Starting at the top of the data and ending with the line that holds "- ValueSet bound", transcribe each line exactly; include both ends.

[Collected data entries]
------
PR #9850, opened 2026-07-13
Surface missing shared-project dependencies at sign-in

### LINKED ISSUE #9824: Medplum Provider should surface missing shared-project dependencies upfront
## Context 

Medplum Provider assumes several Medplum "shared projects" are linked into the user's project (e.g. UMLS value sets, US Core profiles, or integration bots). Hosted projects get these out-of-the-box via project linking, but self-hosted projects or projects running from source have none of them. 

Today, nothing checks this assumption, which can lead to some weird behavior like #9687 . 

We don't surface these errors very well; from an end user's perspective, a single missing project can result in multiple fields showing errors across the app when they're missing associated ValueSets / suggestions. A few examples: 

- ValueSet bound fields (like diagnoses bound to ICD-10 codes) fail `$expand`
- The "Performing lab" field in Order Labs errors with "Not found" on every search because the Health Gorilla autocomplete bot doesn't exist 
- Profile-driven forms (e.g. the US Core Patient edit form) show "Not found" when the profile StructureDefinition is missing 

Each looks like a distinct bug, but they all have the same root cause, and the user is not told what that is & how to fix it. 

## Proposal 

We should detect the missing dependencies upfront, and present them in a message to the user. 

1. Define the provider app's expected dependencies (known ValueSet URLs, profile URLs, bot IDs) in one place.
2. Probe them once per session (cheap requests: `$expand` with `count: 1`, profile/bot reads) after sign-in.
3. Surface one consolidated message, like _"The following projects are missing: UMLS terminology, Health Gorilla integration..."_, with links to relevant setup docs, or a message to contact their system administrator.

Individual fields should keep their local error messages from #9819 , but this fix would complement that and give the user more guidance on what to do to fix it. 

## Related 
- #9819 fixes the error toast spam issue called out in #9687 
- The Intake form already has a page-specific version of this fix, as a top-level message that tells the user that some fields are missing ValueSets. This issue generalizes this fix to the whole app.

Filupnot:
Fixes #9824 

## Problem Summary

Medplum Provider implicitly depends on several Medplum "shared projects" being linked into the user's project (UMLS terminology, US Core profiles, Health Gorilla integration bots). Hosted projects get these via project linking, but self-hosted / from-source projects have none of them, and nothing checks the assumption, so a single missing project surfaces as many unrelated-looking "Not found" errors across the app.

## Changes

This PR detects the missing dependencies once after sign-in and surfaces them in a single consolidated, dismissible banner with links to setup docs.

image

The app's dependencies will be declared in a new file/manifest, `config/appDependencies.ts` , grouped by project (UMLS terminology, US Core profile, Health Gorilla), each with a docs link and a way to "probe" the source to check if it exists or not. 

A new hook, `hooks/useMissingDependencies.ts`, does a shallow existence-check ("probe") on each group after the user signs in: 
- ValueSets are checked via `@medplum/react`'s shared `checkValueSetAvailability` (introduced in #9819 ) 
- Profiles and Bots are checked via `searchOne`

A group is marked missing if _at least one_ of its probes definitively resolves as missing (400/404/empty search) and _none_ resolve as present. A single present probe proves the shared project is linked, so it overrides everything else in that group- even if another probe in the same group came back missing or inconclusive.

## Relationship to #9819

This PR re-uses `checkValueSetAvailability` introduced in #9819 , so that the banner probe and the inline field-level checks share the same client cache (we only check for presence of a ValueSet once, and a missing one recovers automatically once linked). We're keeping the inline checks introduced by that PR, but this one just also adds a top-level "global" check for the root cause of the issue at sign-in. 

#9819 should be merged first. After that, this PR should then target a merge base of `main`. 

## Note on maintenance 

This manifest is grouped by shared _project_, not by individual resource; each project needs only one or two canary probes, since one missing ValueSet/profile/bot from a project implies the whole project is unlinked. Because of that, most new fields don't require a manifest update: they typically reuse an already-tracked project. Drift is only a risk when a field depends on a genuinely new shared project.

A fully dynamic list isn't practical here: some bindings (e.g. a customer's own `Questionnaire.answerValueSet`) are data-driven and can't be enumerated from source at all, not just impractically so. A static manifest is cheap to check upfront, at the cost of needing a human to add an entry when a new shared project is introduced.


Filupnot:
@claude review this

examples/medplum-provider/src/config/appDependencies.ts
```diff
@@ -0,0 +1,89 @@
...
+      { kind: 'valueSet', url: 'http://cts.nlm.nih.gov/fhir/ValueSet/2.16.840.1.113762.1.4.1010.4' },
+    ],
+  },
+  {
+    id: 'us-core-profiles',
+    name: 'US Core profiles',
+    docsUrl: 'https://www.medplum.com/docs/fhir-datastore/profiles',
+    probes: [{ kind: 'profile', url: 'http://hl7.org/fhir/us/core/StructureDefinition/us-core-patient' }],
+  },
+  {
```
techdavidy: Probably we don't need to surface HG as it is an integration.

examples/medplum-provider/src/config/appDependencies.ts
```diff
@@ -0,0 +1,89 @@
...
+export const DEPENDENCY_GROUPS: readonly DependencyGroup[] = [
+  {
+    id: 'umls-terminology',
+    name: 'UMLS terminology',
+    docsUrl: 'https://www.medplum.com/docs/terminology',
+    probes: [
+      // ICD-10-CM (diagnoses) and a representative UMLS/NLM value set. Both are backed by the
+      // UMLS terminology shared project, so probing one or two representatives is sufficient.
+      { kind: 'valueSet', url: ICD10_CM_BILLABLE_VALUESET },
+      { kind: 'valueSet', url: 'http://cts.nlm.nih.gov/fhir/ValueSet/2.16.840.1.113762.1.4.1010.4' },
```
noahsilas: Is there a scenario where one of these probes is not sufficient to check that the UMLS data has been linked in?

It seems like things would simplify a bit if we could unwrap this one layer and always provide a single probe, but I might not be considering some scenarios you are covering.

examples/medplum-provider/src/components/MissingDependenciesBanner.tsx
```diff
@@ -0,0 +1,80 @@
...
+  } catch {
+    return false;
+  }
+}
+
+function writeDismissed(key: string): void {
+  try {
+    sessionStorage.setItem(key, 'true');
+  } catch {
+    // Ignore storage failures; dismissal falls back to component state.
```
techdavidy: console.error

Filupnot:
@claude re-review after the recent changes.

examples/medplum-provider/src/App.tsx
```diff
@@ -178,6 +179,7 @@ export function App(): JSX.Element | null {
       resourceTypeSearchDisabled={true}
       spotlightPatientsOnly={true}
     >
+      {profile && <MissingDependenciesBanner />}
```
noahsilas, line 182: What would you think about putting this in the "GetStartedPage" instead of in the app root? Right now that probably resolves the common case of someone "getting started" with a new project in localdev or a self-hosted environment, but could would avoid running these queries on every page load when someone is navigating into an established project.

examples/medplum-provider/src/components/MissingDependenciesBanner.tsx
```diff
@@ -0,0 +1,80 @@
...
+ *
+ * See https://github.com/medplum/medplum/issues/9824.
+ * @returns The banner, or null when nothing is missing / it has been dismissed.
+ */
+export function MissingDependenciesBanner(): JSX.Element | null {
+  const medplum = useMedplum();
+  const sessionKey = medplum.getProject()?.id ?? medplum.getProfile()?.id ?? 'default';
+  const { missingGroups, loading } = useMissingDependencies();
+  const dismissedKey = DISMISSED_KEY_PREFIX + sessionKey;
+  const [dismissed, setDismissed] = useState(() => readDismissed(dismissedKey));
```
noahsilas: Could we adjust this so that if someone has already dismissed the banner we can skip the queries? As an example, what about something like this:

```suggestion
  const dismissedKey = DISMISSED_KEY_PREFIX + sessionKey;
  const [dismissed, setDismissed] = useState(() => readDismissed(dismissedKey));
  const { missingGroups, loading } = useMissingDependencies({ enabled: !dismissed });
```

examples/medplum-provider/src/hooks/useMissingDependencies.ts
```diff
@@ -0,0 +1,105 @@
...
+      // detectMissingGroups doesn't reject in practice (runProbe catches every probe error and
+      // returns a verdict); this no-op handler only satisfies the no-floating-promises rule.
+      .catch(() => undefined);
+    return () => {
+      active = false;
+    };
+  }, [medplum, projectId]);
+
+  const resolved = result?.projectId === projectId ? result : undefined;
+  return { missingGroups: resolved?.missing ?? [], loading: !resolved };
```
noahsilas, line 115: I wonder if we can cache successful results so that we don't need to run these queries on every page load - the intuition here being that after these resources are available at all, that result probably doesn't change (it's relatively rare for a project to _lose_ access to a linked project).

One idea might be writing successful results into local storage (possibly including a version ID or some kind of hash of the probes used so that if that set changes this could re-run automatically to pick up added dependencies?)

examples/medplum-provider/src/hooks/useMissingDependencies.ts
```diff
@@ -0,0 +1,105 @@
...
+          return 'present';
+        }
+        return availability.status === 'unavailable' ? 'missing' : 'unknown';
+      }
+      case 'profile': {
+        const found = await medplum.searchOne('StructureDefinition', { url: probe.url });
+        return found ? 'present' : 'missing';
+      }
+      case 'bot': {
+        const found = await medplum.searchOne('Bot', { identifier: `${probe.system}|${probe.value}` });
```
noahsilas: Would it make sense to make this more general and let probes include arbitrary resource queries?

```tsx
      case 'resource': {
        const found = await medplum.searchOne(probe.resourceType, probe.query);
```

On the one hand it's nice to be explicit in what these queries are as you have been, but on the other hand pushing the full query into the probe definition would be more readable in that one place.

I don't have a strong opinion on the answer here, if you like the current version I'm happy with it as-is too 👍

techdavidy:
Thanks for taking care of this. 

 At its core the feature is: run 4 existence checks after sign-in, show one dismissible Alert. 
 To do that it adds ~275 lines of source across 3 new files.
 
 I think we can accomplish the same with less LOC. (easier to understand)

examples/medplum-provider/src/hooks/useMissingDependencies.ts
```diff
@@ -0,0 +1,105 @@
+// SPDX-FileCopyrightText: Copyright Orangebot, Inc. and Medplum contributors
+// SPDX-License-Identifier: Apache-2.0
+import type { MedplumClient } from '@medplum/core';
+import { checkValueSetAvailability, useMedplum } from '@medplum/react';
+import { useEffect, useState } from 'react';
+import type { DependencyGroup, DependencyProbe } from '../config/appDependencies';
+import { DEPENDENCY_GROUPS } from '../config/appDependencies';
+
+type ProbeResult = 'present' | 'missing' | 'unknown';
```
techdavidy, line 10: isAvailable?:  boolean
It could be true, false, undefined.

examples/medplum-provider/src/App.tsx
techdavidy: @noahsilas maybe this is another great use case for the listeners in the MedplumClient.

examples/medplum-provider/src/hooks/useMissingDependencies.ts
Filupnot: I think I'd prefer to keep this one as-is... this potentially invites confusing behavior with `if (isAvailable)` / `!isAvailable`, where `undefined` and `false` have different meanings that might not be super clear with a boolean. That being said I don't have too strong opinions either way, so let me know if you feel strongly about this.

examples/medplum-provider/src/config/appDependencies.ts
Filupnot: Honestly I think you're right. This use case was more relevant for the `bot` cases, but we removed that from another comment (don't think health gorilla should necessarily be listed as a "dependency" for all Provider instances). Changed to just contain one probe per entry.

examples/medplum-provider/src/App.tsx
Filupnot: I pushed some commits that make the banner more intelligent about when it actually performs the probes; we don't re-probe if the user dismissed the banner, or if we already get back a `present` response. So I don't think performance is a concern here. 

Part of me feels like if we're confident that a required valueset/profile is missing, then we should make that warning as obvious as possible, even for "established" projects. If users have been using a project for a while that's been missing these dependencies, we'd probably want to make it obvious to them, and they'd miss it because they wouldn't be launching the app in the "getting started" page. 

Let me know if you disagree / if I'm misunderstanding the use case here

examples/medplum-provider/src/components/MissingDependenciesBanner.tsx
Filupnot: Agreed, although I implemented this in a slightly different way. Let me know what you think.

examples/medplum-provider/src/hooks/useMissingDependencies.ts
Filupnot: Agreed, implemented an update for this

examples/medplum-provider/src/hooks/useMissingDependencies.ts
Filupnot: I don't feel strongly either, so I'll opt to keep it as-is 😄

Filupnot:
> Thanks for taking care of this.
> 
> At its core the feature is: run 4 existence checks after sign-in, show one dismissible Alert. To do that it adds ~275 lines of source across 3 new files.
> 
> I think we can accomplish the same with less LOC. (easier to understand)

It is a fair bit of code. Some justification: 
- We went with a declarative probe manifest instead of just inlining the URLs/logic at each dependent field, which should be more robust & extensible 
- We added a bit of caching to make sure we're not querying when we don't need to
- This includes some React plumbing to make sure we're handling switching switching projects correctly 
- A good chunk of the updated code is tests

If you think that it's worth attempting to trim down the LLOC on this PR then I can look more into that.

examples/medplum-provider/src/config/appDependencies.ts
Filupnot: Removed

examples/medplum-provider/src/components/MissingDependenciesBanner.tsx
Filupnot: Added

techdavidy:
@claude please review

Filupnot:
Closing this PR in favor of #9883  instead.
------
_Reply to the task_
PR #9850, opened 2026-07-13
Surface missing shared-project dependencies at sign-in

### LINKED ISSUE #9824: Medplum Provider should surface missing shared-project dependencies upfront
## Context 

Medplum Provider assumes several Medplum "shared projects" are linked into the user's project (e.g. UMLS value sets, US Core profiles, or integration bots). Hosted projects get these out-of-the-box via project linking, but self-hosted projects or projects running from source have none of them. 

Today, nothing checks this assumption, which can lead to some weird behavior like #9687 . 

We don't surface these errors very well; from an end user's perspective, a single missing project can result in multiple fields showing errors across the app when they're missing associated ValueSets / suggestions. A few examples: 

- ValueSet bound fields (like diagnoses bound to ICD-10 codes) fail `$expand`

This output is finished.